For a tasting menu built around French technique in Tokyo, L'Effervescence and Sézanne are both ¥¥¥¥ and deliver more structured progression than anything in the izakaya register. Crony sits between those two in ambition, French-inflected, innovative, a reasonable step up if you want more course structure without the full kaiseki commitment. Harutaka at ¥¥¥¥ is the benchmark for sushi omakase in this city; if that format appeals, it outranks anything in the Shinjuku casual register on technical grounds.

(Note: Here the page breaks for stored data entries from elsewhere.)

PR #2533, opened 2026-07-14
validate `locationSet` at compile-time

k-yle:
follow up to https://github.com/rapideditor/location-conflation/pull/78

Currently we don't test if `locationSet` is valid. Now, if you use an invalid value like [`zz`](https://r12a.github.io/app-subtags/index?lookup=ZZ) or [`Q3916957`](https://wikidata.org/wiki/Q3916957), it will throw an error.

### DIFF
--- a/package-lock.json
+++ b/package-lock.json
@@ -10,6 +10,7 @@
       "license": "ISC",
       "devDependencies": {
         "@eslint/js": "^10.0.1",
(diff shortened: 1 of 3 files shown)


matkoniecz:
https://github.com/rapideditor/location-conflation/blob/414644019f623703f114863f726ed0e30c216b23/API.md#validatelocationset

matkoniecz (approved):
thanks!

PR #2538, opened 2026-07-15
Allow cross referencing `icon` and `icons` entries

tordans:
Closes #2503 (originally [ideditor/schema-builder#275](https://github.com/ideditor/schema-builder/issues/275))

Port of [openstreetmap/schema-builder#296](https://github.com/openstreetmap/schema-builder/pull/296), recreated here after schema-builder was merged into this repository.

The idea is: Now that we build the final file without references, we can add some more to make handling preset `icon` and field `icons` easier.

- Reference the `icon` from one preset in another
- Reference the `icon` from a preset in the `icons` list of a field

---

Is this a real issue? – Yes, I even build https://osmberlin.github.io/tagging-schema-browser/?reference=release&iconMismatch=[%22mismatch%22] just to find those cases, so it would be great to have a way to think about this less.

A follow up could be to enforce this in the build script to remove the need for external checks like the one above (which make that app slower) and tighten the contract during build. – But that is for a follow up discussion.

---

I built this using Cursor LLM and reviewed the code and docs.

---

**Testing**

Unit tests were added in `scripts/lib/__tests__/schema-builder.test.js` (T1–T9): preset icon resolution, chained references, field `icons` values, `iconsCrossReference` + `{presets/…}`, validation errors (invalid prefix, cycle, missing preset), and interim `icons.json` listing only resolved ids.

`npm run lint` and `npm test` pass locally.

Manual end-to-end check:

> ## Steps to reproduce
>
> **Goal:** Compare two full `dist/` builds so the only difference is the resolved `playground` combo icon for `slide` after switching from a literal icon to `{presets/playground/slide}`.
>
> **Baseline (before your change)**
>
> 1. Check out `main`.
> 2. Ensure `data/fields/playground.json` defines the combo **`icons`** map with a **literal** slide icon that is **not** the same as the Slide preset, e.g.  
>    `"slide": "temaki-slide2"`  
>    while `data/presets/playground/slide.json` keeps  
>    `"icon": "roentgen-slide"`.
> 3. `npm run build` and `npm run dist`.
> 4. Copy the output somewhere stable, e.g.  
>    `cp -a dist /tmp/dist-before`.
>
> **After your change (cross-reference)**
>
> 5. Check out this branch.
> 6. In `data/fields/playground.json`, set  
>    `"slide": "{presets/playground/slide}"`  
>    (preset id for `data/presets/playground/slide.json` is `playground/slide`; the wrapper must be **`{presets/…}`**, not `{preset/…}`.)
> 7. `npm run build` and `npm run dist`.
> 8. `cp -a dist /tmp/dist-after`.
>
> **Compare**
>
> 9. `diff -rq /tmp/dist-before /tmp/dist-after`  
>    Expect differing files: `fields.json`, `fields.min.json` (and `.d.json.ts` schema doc lines if you rebuild those).
>
>    ### Full diff — `dist/fields.json` (expected hunk)
>
>    ```diff
>    -            "slide": "temaki-slide2",
>    +            "slide": "roentgen-slide",
>    ```

Fazit:

This works as expected for this test case; the icon changes because we had a mismatch before.


SCHEMA.md
```diff
@@ -669,7 +677,9 @@ Combo field types can accept key-label pairs in the `options` value of the `stri
 
 ##### `iconsCrossReference`
 
-An optional property to reference to the icons of another field, indicated  by using that field's name contained in brackets, like `{field}`. This is for example useful when there are multiple variants of fields for the same tag, which should all use the same icons.
+An optional property to copy the entire `icons` object from another field by giving that field's id in brackets (no `presets/` prefix)—for example `{kerb}` copies the field whose id is `kerb`. Useful when several field variants share the same option icons.
```
matkoniecz:
```suggestion
An optional property to reference to the `icons` object of another field, indicated  by using that field's name contained in brackets, like `{field}`. `presets/` prefix is not included - for example `{kerb}` copies the field whose id is `kerb`. This is useful for example when there are multiple variants of fields for the same tag, which should all use the same icons.
```

Trying shorter sentences like it was before. Other changes that were introduced should be preserved, except `—`

scripts/lib/references.ts
```diff
@@ -4,6 +4,100 @@ export function isReference(string: string) {
   return string.startsWith('{') && string.endsWith('}');
 }
 
+/**
+ * Resolve "{presets/<id>}" to a concrete icon id (following chains). Only
```
matkoniecz: later docs claim that `presets/` part is supposed to be omitted

it sounds like it resolves `{<id>}` and id must represent preset it? Or is it getting here id enriched by `presets/` prefix that at some point got automatically added?

matkoniecz: oh wait, so it has syntax different than `iconsCrossReference`

SCHEMA.md
```diff
@@ -650,7 +654,11 @@ For `identifier` fields, the regular expression that valid values are expected t
 
 ##### `icons`
 
-For combo and radio fields, the `icons` object might contain the name of icons which represent the different values of the field. More information about available icon sets and usage of icons can be found on the [icons subpage](ICONS.md).
+On [combo / dropdown](#combodropdown-fields) and [radio](#radio-buttons) fields, the `icons` object maps each option key to an icon id shown beside that value in the editor, e.g. `"zebra": "iD-crossing_markings-zebra"` in the snippet below. More information about available icon sets and usage of icons can be found on the [icons subpage](ICONS.md).
+
+You may set each value to `"{presets/<preset-id>}"` instead of a literal id, with the same rules as [preset `icon`](#icon).
```
matkoniecz:
```suggestion
You may also instead use `"{presets/<preset-id>}"` references instead of a literal id, with rules as for [preset `icon`](#icon).
```

if we want `presets` prefix then we cannot claim that rules are the same

"may set each value" also sounded like you cannot reference only for some

SCHEMA.md
```diff
@@ -669,7 +677,9 @@ Combo field types can accept key-label pairs in the `options` value of the `stri
 
 ##### `iconsCrossReference`
 
-An optional property to reference to the icons of another field, indicated  by using that field's name contained in brackets, like `{field}`. This is for example useful when there are multiple variants of fields for the same tag, which should all use the same icons.
+An optional property to copy the entire `icons` object from another field by giving that field's id in brackets (no `presets/` prefix)—for example `{kerb}` copies the field whose id is `kerb`. Useful when several field variants share the same option icons.
+
+If a field uses `iconsCrossReference`, the builder copies the other field’s `icons` map first, then expands every `{presets/…}` value in **all** field `icons` maps (including the copy).
```
matkoniecz: does order actually matter here?

scripts/lib/__tests__/schema-builder.test.js
```diff
@@ -245,4 +245,216 @@ describe('schema-builder', () => {
...
+        outDirectory: _workspace + '/dist',
+        taginfoProjectInfo: taginfo,
+      });
+      const presets = JSON.parse(
+        fs.readFileSync(_workspace + '/dist/presets.json', 'utf8'),
+      );
+      expect(presets.t_chain_c.icon).toBe('maki-x');
+    });
+
+    it('T3 resolves field icons value from {presets/id}', async () => {
```
matkoniecz:
```suggestion
    it('T3 resolves value from {presets/id} for field icons', async () => {
```

I think it is clearer, previously it sounded to me like it was possible to reference icon specified for given field value

scripts/lib/__tests__/schema-builder.test.js
```diff
@@ -245,4 +245,216 @@ describe('schema-builder', () => {
...
+        outDirectory: _workspace + '/dist',
+        taginfoProjectInfo: taginfo,
+      });
+      const fields = JSON.parse(
+        fs.readFileSync(_workspace + '/dist/fields.json', 'utf8'),
+      );
+      expect(fields.t_fld_combo.icons.yes).toBe('iD-bus');
+    });
+
+    it('T4 resolves {presets/…} inside icons after iconsCrossReference', async () => {
```
matkoniecz:
```suggestion
    it('T4 iconsCrossReference works if referenced icons contains icon references', async () => {
```

in theory resolving them could happen before and be implemented in way that keeps it working

matkoniecz:
I did some nitpicking, hopefully useful one. While this function extraction makes sense it is quite annoying that it is in the same comment.

I feel the most confident about https://github.com/openstreetmap/id-tagging-schema/pull/2538#pullrequestreview-4712154051

also, pinging @k-yle

matkoniecz:
In general: why that `presets/` prefix? Do we want to add it to other references in followup PR (definitely not this one)? If not, why specifically here?

SCHEMA.md
matkoniecz: are you expecting to have time to look into it?

I am considering making own PR based on this one, or making own one manually, as ideally we would have this functionality to allow making https://github.com/openstreetmap/id-tagging-schema/pull/2633 and similar in a smarter way

tordans:
> In general: why that `presets/` prefix? Do we want to add it to other references in followup PR (definitely not this one)? If not, why specifically here?

Same-entity refs omit the type prefix (`iconsCrossReference: "{kerb}"`, `fields: ["{shop}"]`). Cross-entity refs use a type prefix (`locationSetCrossReference`, option labels, and now icon refs). Icon refs always pull a **preset’s** `icon`, including when used from field `icons`, so they use `{presets/…}`. 

I think that setup is fine as is but happy to rework it based on further feedback.

tordans:
@matkoniecz I just applied most of the changes with small adjustments and then merged develop in (which broke the comment-references…). I would squash this into one commit before we merge to make this a clean PR.

No hurt feelings if you want to do something different / your own.

schemas/field.json
```diff
@@ -402,15 +402,15 @@
             ]
         },
         "icons": {
-            "description": "For combo and radio fields: Name of icons which represents different values of this field",
+            "description": "For combo and radio fields: names of icons that represent different values of this field. Values may be icon ids or \"{presets/<preset-id>}\".",
```
matkoniecz, line 405:
```suggestion
            "description": "For combo and radio fields: icons that represent different values of this field. Values may be icon ids or \"{presets/<preset-id>}\" referencing their icons.",
```

reference is not icon name

scripts/lib/__tests__/schema-builder.test.js
```diff
@@ -46,7 +46,7 @@ describe('schema-builder', () => {
     expect(schemaBuilder && schemaBuilder.validate).not.toBeUndefined();
   });
 
-  it('runs validate', () => {
+  it('runs validate', async () => {
```
matkoniecz, line 49: do we need this seemingly unrelated change?

if yes, why?

scripts/lib/__tests__/schema-builder.test.js
```diff
@@ -56,7 +56,7 @@ describe('schema-builder', () => {
         name: 'Natural Feature'
       }
     });
-    schemaBuilder.validate({
+    await schemaBuilder.validate({
```
matkoniecz, line 59: do we need this seemingly unrelated change?

if yes, why?

scripts/lib/references.ts
```diff
@@ -169,6 +264,9 @@ export function dereferenceUntranslatedContent(presets: AllPresets, fields: AllF
       delete field.locationSetCrossReference;
     }
   }
+
+  // 11. preset `icon` and field `icons` values may use "{presets/<id>}" for another preset's icon id
```
matkoniecz, line 268:
```suggestion
  // preset `icon` and field `icons` values may use "{presets/<id>}" for another preset's icon id
```

these mysterious numberings got dropped upstream, right?

scripts/lib/references.ts
```diff
@@ -4,6 +4,101 @@ export function isReference(string: string) {
...
+  if (isReference(next)) {
+    return resolveIconRefToId(presets, next, contextMessage, visitedPresetIds);
+  }
+  return next;
+}
+
+function dereferencePresetIconStrings(presets: AllPresets, fields: AllFields) {
+  for (const presetID in presets) {
+    const preset = presets[presetID];
+    if (typeof preset.icon === 'string' && isReference(preset.icon)) {
```
matkoniecz, line 77: why `typeof preset.icon === 'string' ` would be needed? I think it is enforced already?

scripts/lib/references.ts
```diff
@@ -4,6 +4,101 @@ export function isReference(string: string) {
...
+  }
+  if (!id) {
+    throw new Error(
+      `Invalid icon reference “${ref}” in ${contextMessage}: missing preset id after “presets/”.`,
+    );
+  }
+
+  if (visitedPresetIds.has(id)) {
+    throw new Error(
+      `Cycle detected while resolving icon reference “${ref}” in ${contextMessage}: preset “${id}” appears more than once in the chain.`,
```
matkoniecz, line 49:
```suggestion
      `Cycle detected while resolving icon reference “${ref}” in ${contextMessage}: preset “${id}” appears in the loop.`,
```

well, with loop all appear infinite numbers of times

scripts/lib/references.ts
```diff
@@ -4,6 +4,101 @@ export function isReference(string: string) {
   return string.startsWith('{') && string.endsWith('}');
 }
 
+/**
+ * Resolve "{presets/<id>}" to a concrete icon id (following chains).
+ * Icon refs always require the `presets/` prefix (unlike iconsCrossReference,
+ * which uses a bare field id). `{fields/…}` and bare `{id}` throw.
+ */
+function resolveIconRefToId(
```
matkoniecz, line 12: why exactly we need to allow going through multiple references?

maybe allowing at most one step would be fine and would really simplify the code?

matkoniecz: are other referencing allowing such multistep-indirect references?

matkoniecz (changes requested):
see comments

note, there may be valid reasons to dismiss them

matkoniecz:
> I would squash this into one commit before we merge to make this a clean PR.

oh definitely

> No hurt feelings if you want to do something different / your own.

though succeeding with this one would be nice

scripts/lib/build.ts
```diff
@@ -28,15 +28,15 @@ let _currBuild: Promise<void> | null = null;
 const jsonschema = new Validator();
 const locationConflation = new LocationConflation();
 
-function validateData(options?: Options) {
+async function validateData(options?: Options) {
```
matkoniecz: why it gets turned into async?

scripts/lib/__tests__/schema-builder.test.js
tordans: The short answer: We need it because we rely on stuff that has to be build first. Some test don't use it and get away with it…

<details><summary>Longer LLM answer</summary>

> 
> Both `buildDev` and `buildDist` return a **Promise**. The `await`s are not a special rule of icon references; they are how you wait for that Promise (and, for T5–T8, how you assert it **rejects**).
> 
> **`buildDist` (smoke test + T1–T4)**  
> `buildDist` always returns a Promise. Dist output is finished only after that Promise settles (`processData` even `await`s directory cleanup). The existing `runs buildDist` test already used `await`. T1–T4 do the same so they read `presets.json` / `fields.json` after they exist.
> 
> **`buildDev` (T5–T9 vs `runs buildDev`)**  
> `buildDev` is `async` too. The older `runs buildDev` test never awaits it. That often still works because the interim files are written with **sync** `fs.writeFileSync` before `processData` returns, so the files are already on disk by the time the test checks them. It is still a small race, just one the old test got away with.
> 
> T5–T8 cannot do that. Failures (`{fields/…}`, cycles, missing presets) happen **inside** the Promise. A sync `expect(() => …).toThrow()` never sees them (`schemaBuilder.validate` used to throw immediately; that API is gone). You need:
> 
> ```js
> await expect(schemaBuilder.buildDev(…)).rejects.toThrow(/…/)
> ```
> 
> T9 awaits because it then reads `interim/icons.json`. Without `await`, that read can run before dereference finishes.
> 
> So: **await when the assertion depends on the build finishing or failing**. The smoke `buildDev` test does not, because it only checks that a file exists and the sync writes usually already happened.

</details>

scripts/lib/references.ts
tordans: Reworked to `if (preset.icon && isReference(preset.icon)) {`

scripts/lib/references.ts
tordans: We have to handle them somehow. Resolving them is better than adding error handling here. So even if we don't encourage it or even use it, we should handle it. And given that, why not do it in a way that resolves them…

scripts/lib/build.ts
tordans: See [above](https://github.com/openstreetmap/id-tagging-schema/pull/2538#discussion_r3989991785); closing here.

scripts/lib/__tests__/schema-builder.test.js
tordans: Same as https://github.com/openstreetmap/id-tagging-schema/pull/2538#discussion_r3989991785 - it is more right this way.

tordans:
@matkoniecz FYI I did a cleanup run here and then resolved some of the now outdated notes because it was too hard to match them to the current code.

scripts/lib/references.ts
matkoniecz: > We have to handle them somehow.

I think that not handling them at all is also fine, up to and including infinite loops in build process
I have not verified it but AFAIK you can get them already in few places

seems unironically better than overly complex code

schemas/field.json
```diff
@@ -443,7 +443,7 @@
             }
         },
         "iconsCrossReference": {
-            "description": "A field can reference icons of another by using that field's identifier contained in brackets, like {field}.",
+            "description": "Reference the icons object of another field by that field's id in brackets, e.g. `{other_field}`. Do not use a `presets/` prefix.",
```
matkoniecz, line 446: old description here seems better for me

schemas/preset.json
```diff
@@ -71,7 +71,7 @@
             }
         },
         "icon": {
-            "description": "Name of preset icon which represents this preset",
+            "description": "Name of the icon that represents this preset, or a cross-reference `{presets/<preset-id>}`.",
```
matkoniecz, line 74:
```suggestion
            "description": "Name of the icon that represents this preset, or a reference `{presets/<preset-id>}`.",
```

or is a cross-reference and reference something else?

scripts/lib/__tests__/schema-builder.test.js
```diff
@@ -205,16 +213,259 @@ describe('schema-builder', () => {
...
+          tags: { f: 'b' },
+          icon: 'iD-bus',
+        }),
+        'data/fields/t_fld_combo.json': {
+          key: 't_fld',
+          type: 'combo',
+          label: 'T fld',
+          universal: true,
+          strings: { options: { yes: 'Yes' } },
+          icons: { yes: '{presets/t_fld_base}' },
```
matkoniecz, line 298:
```suggestion
        'data/presets/example.json': minimalPreset({
          tags: { f: 'b' },
          icon: 'iD-bus',
        }),
        'data/fields/t_fld_combo.json': {
          key: 't_fld',
          type: 'combo',
          label: 'T fld',
          universal: true,
          strings: { options: { yes: 'Yes' } },
          icons: { yes: '{presets/example}' },
```

preset name field (or fld) is fairly confusing

schemas/field.json
matkoniecz: not entirely sure why, at least in part I keep reading id as iD

PR #2541, opened 2026-07-15
Build: add dist manifest with build provenance

tordans:
This adds a new file to the build:

- Consumers can read manifest.json to see schema version, package version, commit, and ref for a dist build
- Avoids inferring v6 vs v7 or stale PR builds from preset JSON shape alone

In https://github.com/osmberlin/tagging-schema-browser I have to do some sniffing to see which version a deploy branch is using. Something like this would make things a bit clearer.

Are there other apps that would find this usefull?

### DIFF
--- a/dist/manifest.json
+++ b/dist/manifest.json
@@ -1,0 +1,8 @@
+{
+    "schemaVersion": "7",
+    "packageVersion": "7.1.0-dev",
+    "builtAt": "2026-07-15T07:06:12.060Z",
+    "repository": "https://github.com/openstreetmap/id-tagging-schema",
+    "commit": "8a5e65b8278a46bd273d442826e7c618c9542319",
+    "ref": "add-build-version-to-dist"
+}
--- a/scripts/lib/manifest.ts
+++ b/scripts/lib/manifest.ts
@@ -1,0 +1,40 @@
+import shell from 'shelljs';
+import packageInfo from '../../package.json' with { type: 'json' };
+
+export type Manifest = {
+  schemaVersion: string;
+  packageVersion: string;
+  builtAt: string;
+  repository: string;
+  commit: string;
+  ref: string;
+};
+
+export function generateManifest(): Manifest {
+  // CI builds (PR previews, staging) set GITHUB_SHA and GITHUB_REF automatically.
+  // npm releases ship committed dist/ from local `npm run dist`, so fall back to git.
+  const commit = process.env.GITHUB_SHA ?? execGit('git rev-parse HEAD');
+  const ref = process.env.GITHUB_REF ?? execGit('git rev-parse --abbrev-ref HEAD');
+
+  return {
+    schemaVersion: String(packageInfo.version).split('.')[0],
+    packageVersion: packageInfo.version,
+    builtAt: new Date().toISOString(),
+    repository: npmRepositoryUrlToHttpsUrl(packageInfo.repository.url),
+    commit,
+    ref,
+  };
+}
+
+/** Convert an npm package.json repository URL to a normal HTTPS web URL. */
+function npmRepositoryUrlToHttpsUrl(repositoryUrl: string): string {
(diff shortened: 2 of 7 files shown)


dist/manifest.json
```diff
@@ -0,0 +1,8 @@
+{
+    "schemaVersion": "7",
+    "packageVersion": "7.1.0-dev",
```
matkoniecz, line 3: dist should presumably match last release, right?

Can you generate using state from last released version?

tordans: Maybe we should remove those files in this PR and then let the regular processes generate them… – Mainly the Github Actions first and later the first release run by Martin.

dist/manifest.json
```diff
@@ -0,0 +1,8 @@
+{
+    "schemaVersion": "7",
```
k-yle: personally, i would not include this, because it suggests that the `schemaVersion` is independent to the major `packageVersion`

tsconfig.json
k-yle, line 1: should we also change `package.json`'s [main field](https://docs.npmjs.com/cli/v11/configuring-npm/package-json#main) to point to `dist/manifest.json`? currently it points to a non-existant file

and/or should this file be called `index.json` if it's conceptually the entrypoint to the package?

dist/manifest.json
k-yle, line 2: personally, i would not include this, because it suggests that the `schemaVersion` is independent to the major `packageVersion`

scripts/lib/manifest.ts
```diff
@@ -0,0 +1,40 @@
...
+    builtAt: new Date().toISOString(),
+    repository: npmRepositoryUrlToHttpsUrl(packageInfo.repository.url),
+    commit,
+    ref,
+  };
+}
+
+/** Convert an npm package.json repository URL to a normal HTTPS web URL. */
+function npmRepositoryUrlToHttpsUrl(repositoryUrl: string): string {
+  return repositoryUrl.replace(/^git\+/, '').replace(/\.git$/, '');
```
k-yle, line 31: technically you can get this directly from npm thanks to [hosted-git-info](https://npm.im/hosted-git-info), for example `npm repo --browser=false --json`. but probably not worth the effort

scripts/lib/manifest.ts
```diff
@@ -0,0 +1,40 @@
...
+}
+
+function execGit(command: string): string {
```
k-yle, line 34: sorry, there'll be merge conflicts here because the build scripts and deps have changed. e.g. shelljs is gone

k-yle (commented):
ideally we would have automated releases, then all this information would be automatically available from the npm API ([example](https://registry.npmjs.org/-/npm/v1/attestations/pdf-to-img@6.3.0)) thanks to [npm provenance](https://docs.npmjs.com/viewing-package-provenance)

but since automated releases [have been ruled out](https://github.com/openstreetmap/iD/issues/12757#issuecomment-5341573573), i think this is useful. also for PR preview branches which aren't on npm

tordans:
Thanks for the feedback. FYI I will wait for a clear signal that his has changes to get merged before doing the next rework. Let me know if you think you will want to merge this or if we want Martin to sign of first.

matkoniecz:
@k-yle can you take look at that?

k-yle:
imo this will be useful[^1], but let's wait for Martin's feedback first

[^1]: disclaimer: i'm [now a data consumer](https://github.com/k-yle/OpenSeaMap-vector/commit/bbb13c674b696a0ec41e71128b13e625fb4bed13) of this repo, so i guess i'm a bit biased

tyrasd (commented):
@tordans @k-yle can you maybe point out what the concrete benefits are from a data consumer point of view? At first glance, it seems to be a bit unnecessary to me: version (and thus schema-version?) and repository can be read from the `package.json` already, so that should be redundant. Commit / ref only seem to be necessary when you're doing something with git branches, in which case you should already know the commit and branch name already? Maybe I'm overlooking something…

The bottom line: if you are weighing Nihon Saisei Sakaba against these peers, the deciding factor is format preference and how much you want a structured, course-driven meal versus a more informal shared-plate evening. For the latter, Nihon Saisei Sakaba is easy to book and convenient for Shinjuku stays. For the former, Den is the right step up in terms of value and accessibility. Further afield in Japan, HAJIME in Osaka and Gion Sasaki in Kyoto set the regional standard if your trip extends beyond Tokyo.